All 10 prison guards charged in connection with the death of Robert Brooks at Marcy Correctional Facility have been offered a plea deal.

Each defendant and their attorneys were at a pretrial conference in Oneida County on Monday.

Six of those workers who are all former correction officers — Nicholas Anzalone, David Kingsley Anthony Farina, Christopher Walrath, Mathew Galliher and Nicholas Kieffer — face the highest charges of murder. An assortment of the 10 also face charges of manslaughter, gang assault, offering a false instrument for filing and one faces a count of tampering with physical evidence.

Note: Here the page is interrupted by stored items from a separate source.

PR #1838, opened 2025-06-18
RPC calls for RV local to the node

souravgupta-msft:
## Type of Change

- [ ] Bug fix
- [x] New feature
- [ ] Other (describe):

## Description
When making calls to RV which is local to the node, directly call the RPC method using the local server's handler. If the RV to which the call is made is not local, then call it using the Thrift RPC client.


internal/dcache/replication_manager/replication_manager.go
```diff
@@ -230,7 +230,15 @@ retry:
 		ctx, cancel := context.WithTimeout(context.Background(), RPCClientTimeout*time.Second)
 		defer cancel()
 
-		rpcResp, err = rpc_client.GetChunk(ctx, targetNodeID, rpcReq)
+		//
+		// If the selected RV is local, then we directly call the GetChunk() method using the
+		// local server's handler. Else we call the GetChunk() RPC via the Thrift RPC client.
+		//
+		if isLocalRV {
+			rpcResp, err = rpc_server.GetChunk(ctx, targetNodeID, rpcReq)
```
linuxsmiths: let's call this GetChunkLocal to highlight the fact that this only allows to get a local chunk. Same for other requests.
Also, passing targetNodeId to GetChunkLocal sounds confusing, so remove that.
If you want to assert that we are calling GetChunkLocal() only for local requests, you can assert at the call site (if it makes sense).

internal/dcache/replication_manager/replication_manager.go
```diff
@@ -428,8 +443,12 @@ retry:
 			if targetNodeID == rpc.GetMyNodeUUID() {
 				// Only one component RV can be local.
 				common.Assert(putChunkDCReq.Request.Chunk.Address.RvID == "",
-					putChunkDCReq.Request.Chunk.Address.String())
+					putChunkDCReq.Request.Chunk.Address.String(), rv.Name, rvID)
+				common.Assert(!isLocalRV,
```
linuxsmiths: the prev assert is (slightly) better as it's asserting RvID is not set before writing to it.
Infact let's not set the variable isLocalRV here, instead right at the callsite we should do the check for that (targetNodeID== "my node id"). That makes it easier to read and less error prone.
Extra uuid comparison is fine.
We need not return isLocalRV from getReaderRV() also.
if it was not for the import loop issue, I'd have loved rpc_client.GetChunk() to make the local bs non-local decision, so the callers can be completely unaware and it works uniformly for all requests,

internal/dcache/replication_manager/replication_manager.go
```diff
@@ -491,6 +512,7 @@ retry:
 		rm.tp.schedule(&workitem{
 			targetNodeID: targetNodeID,
 			rvName:       rvName,
+			isLocalRV:    isLocalRV,
```
linuxsmiths: also remove from here and let the the check be made right at the call site

internal/dcache/replication_manager/replication_manager.go

internal/dcache/replication_manager/replication_manager.go

internal/dcache/replication_manager/replication_manager.go
souravgupta-msft: I have made the changes of removing the `isLocalRV` variable and checking at the caller's end using,
`targetNodeID == rpc.GetMyNodeUUID()`

I do see one problem here which is if two or more Blobfuse processes are running in the same VM, each having their own RVs. This check will then fail because we would need IPC via Thrift in this case to read a chunk from some other Blobfuse process in the same node.

linuxsmiths: you are saying two different things here?
Two different blobfuse processes trying to read each others' chunks?
That's not a valid scenario. We can have two different blbofuse processes but only when that node is taking part in two different caches, in which case it'll not try to access RVs from other process.
If they have to access their chunk only, the check works fine.

souravgupta-msft: Ok, makes sense. We should then restrict users from not using the same cache id for two different Blobfuse processes in the same VM, if this check is not yet present.

PR #1845, opened 2025-06-26
Direct IO read write

souravgupta-msft:
## Type of Change

- [ ] Bug fix
- [x] New feature
- [ ] Other (describe):

## Description
Added option for direct IO read and write.

### DIFF
--- a/common/types.go
+++ b/common/types.go
@@ -322,18 +322,6 @@ func GetIdLength(id string) int64 {
 	return int64(len(existingBlockId))
 }
 
-// Align up the size of the file to the file system block size
-// This is required when doing direct IO operations.
-func AlignToBlockSize(size int64) int64 {
-	Assert(size >= 0, size)
-
-	if size%FS_BLOCK_SIZE == 0 {
-		return size
-	}
-
-	return ((size / FS_BLOCK_SIZE) + 1) * FS_BLOCK_SIZE
-}
-
 func init() {
 	val, present := os.LookupEnv("HOME")
 	if !present {
--- a/common/types.go
+++ b/common/types.go
@@ -68,8 +68,13 @@ const (
 	BfuseStats    = "blobfuse_stats"
 	BlockIDLength = 16
 
-	// File system block size
-	FS_BLOCK_SIZE = 4096
+	//
+	// File system block size.
+	// IO size and offset must be aligned to this, for direct IOs.
+	// TODO: Though 512 bytes should work for most common filesystems, but let's see if we need to
+	//       query it using statx(STATX_DIOALIGN).
+	//
+	FS_BLOCK_SIZE = 512
 
 	FuseAllowedFlags = "invalid FUSE options. Allowed FUSE configurations are: `-o attr_timeout=TIMEOUT`, `-o negative_timeout=TIMEOUT`, `-o entry_timeout=TIMEOUT` `-o allow_other`, `-o allow_root`, `-o umask=PERMISSIONS -o default_permissions`, `-o ro`"
 
--- a/common/types.go
+++ b/common/types.go
@@ -68,6 +68,9 @@ const (
 	BfuseStats    = "blobfuse_stats"
 	BlockIDLength = 16
 
+	// File system block size
+	FS_BLOCK_SIZE = 4096
+
 	FuseAllowedFlags = "invalid FUSE options. Allowed FUSE configurations are: `-o attr_timeout=TIMEOUT`, `-o negative_timeout=TIMEOUT`, `-o entry_timeout=TIMEOUT` `-o allow_other`, `-o allow_root`, `-o umask=PERMISSIONS -o default_permissions`, `-o ro`"
 
 	UserAgentHeader = "User-Agent"
--- a/common/types.go
+++ b/common/types.go
@@ -322,6 +322,18 @@ func GetIdLength(id string) int64 {
 	return int64(len(existingBlockId))
 }
 
+// Align up the size of the file to the file system block size
+// This is required when doing direct IO operations.
+func AlignToBlockSize(size int64) int64 {
+	Assert(size >= 0, size)
+
+	if size%FS_BLOCK_SIZE == 0 {
+		return size
+	}
+
+	return ((size / FS_BLOCK_SIZE) + 1) * FS_BLOCK_SIZE
+}
+
 func init() {
 	val, present := os.LookupEnv("HOME")
 	if !present {
--- a/common/util.go
+++ b/common/util.go
@@ -64,6 +64,7 @@ var RootMount bool
 var ForegroundMount bool
 var IsDistributedCacheEnabled bool
 var IsStream bool
+var MyNodeUUID string
 
 // IsDirectoryMounted is a utility function that returns true if the directory is already mounted using fuse
 func IsDirectoryMounted(path string) bool {
@@ -652,6 +653,10 @@ func UpdatePipeline(pipeline []string, component string) []string {
 }
 
 func GetNodeUUID() (string, error) {
+	if MyNodeUUID != "" {
+		return MyNodeUUID, nil
+	}
+
 	uuidFilePath := filepath.Join(DefaultWorkDir, "blobfuse_node_uuid")
 
 	// Read the UUID file.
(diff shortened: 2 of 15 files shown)


internal/dcache/file_manager/worker.go
```diff
@@ -157,11 +158,24 @@ func (wp *workerPool) writeChunk(task *task) {
...
+	if rpc.IOType == rpc.BufferedIO {
+		dataBufferSize = task.chunk.Len
+	} else if rpc.IOType == rpc.DirectIO {
+		//
+		// For DirectIO, we must align the data buffer size to the filesystem block size.
+		//
+		dataBufferSize = common.AlignToBlockSize(task.chunk.Len)
+	} else {
+		common.Assert(false, "Unexpected IOType", rpc.IOType)
+	}
```
linuxsmiths: we don't gain much by forcing direct IO by force aligning smaller chunk IOs, instead let's fallback to buffered write for unaligned IOs, which will be very few. For both reads and writes.

souravgupta-msft: I have made the change in write. In read do we ensure that we are sending the GetChunk RPC for the whole chunk, meaning the req.OffsetInChunk is aligned with the filesystem block size and the req.Length is equal to the size of the chunk stored in the cache.

souravgupta-msft: Made the changes in read also. Please review.

common/types.go
```diff
@@ -68,6 +68,9 @@ const (
 	BfuseStats    = "blobfuse_stats"
 	BlockIDLength = 16
 
+	// File system block size
+	FS_BLOCK_SIZE = 4096
```
linuxsmiths: where did you get this from?
Usually I've seen that the alignment requirement is more relaxed and most filesystems work with 512 byte alignment. In new kernels we can query the alignment using statx(), but let's use 512 for now as most filesystems should support 512 bytes.

common/util.go
```diff
@@ -652,6 +653,10 @@ func UpdatePipeline(pipeline []string, component string) []string {
 }
 
 func GetNodeUUID() (string, error) {
+	if MyNodeUUID != "" {
+		return MyNodeUUID, nil
+	}
```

The prosecutor's offer to David Walters, charged with second-degree manslaughter, was to plead guilty to the existing charge with a recommendation for a mid-range sentence, his attorney Nick Passalacqua said.

“We’ve not been made an offer as I define it. We’ve been asked to plead guilty to the charge,” Passalacqua said, adding that he believed other defendants received similar offers.

Other attorneys declined comment after court.

Walters was due back in court April 30.

Onondaga County District Attorney William Fitzpatrick, who took over the case as a special prosecutor after state Attorney General Letitia James recused herself, also told defense attorneys that he talked to federal prosecutors looking into Brooks' death about the offers and that they responded favorably.

“They are actively pursuing the matter. I have suggested to them that the dispositions I have offered would satisfy the case completely,” Fitzpatrick said in court.

Fitzpatrick has recommended to the judge no more than 18 years in prison for those who accept the plea deal.

The accused will appear again in court in April when they will either accept or decline the offer they received. Then they will be back in court in May and early June to hear the court's decision on those motions.

The charges stem from an incident at Marcy Correctional caught on body-worn cameras, triggering widespread outrage and calls for justice. Body camera footage released by the New York attorney general’s office shows correctional officers hitting Brooks while he was restrained at the prison on Dec. 9. He died the next day at a hospital in Utica.

An autopsy report issued by the county medical examiner’s office in January concluded that Brooks’ death was caused by compression of the neck and multiple blunt impact injuries and that the manner of death was determined to be a homicide, according to Brooks' family attorneys.

Brooks had been serving a 12-year prison sentence for first-degree assault since 2017. He arrived at the prison in Oneida County only hours before the beating after being transferred from another nearby facility, officials said.

Onondaga County District Attorney William Fitzpatrick took over the case as a special prosecutor after state Attorney General Letitia James recused herself, citing her office’s representation of several implicated officers in separate civil lawsuits. 

A watchdog group reported “rampant abuse by staff” at Marcy after interviewing people incarcerated there in October 2022. The Correctional Association of New York said they were told of physical assaults in locations without cameras, such as between the gates, in vans and in showers. A guard told one new arrival that this was a ”‘hands-on facility,’ we’re going to put hands on you if we don’t like what you’re doing,” according to the report.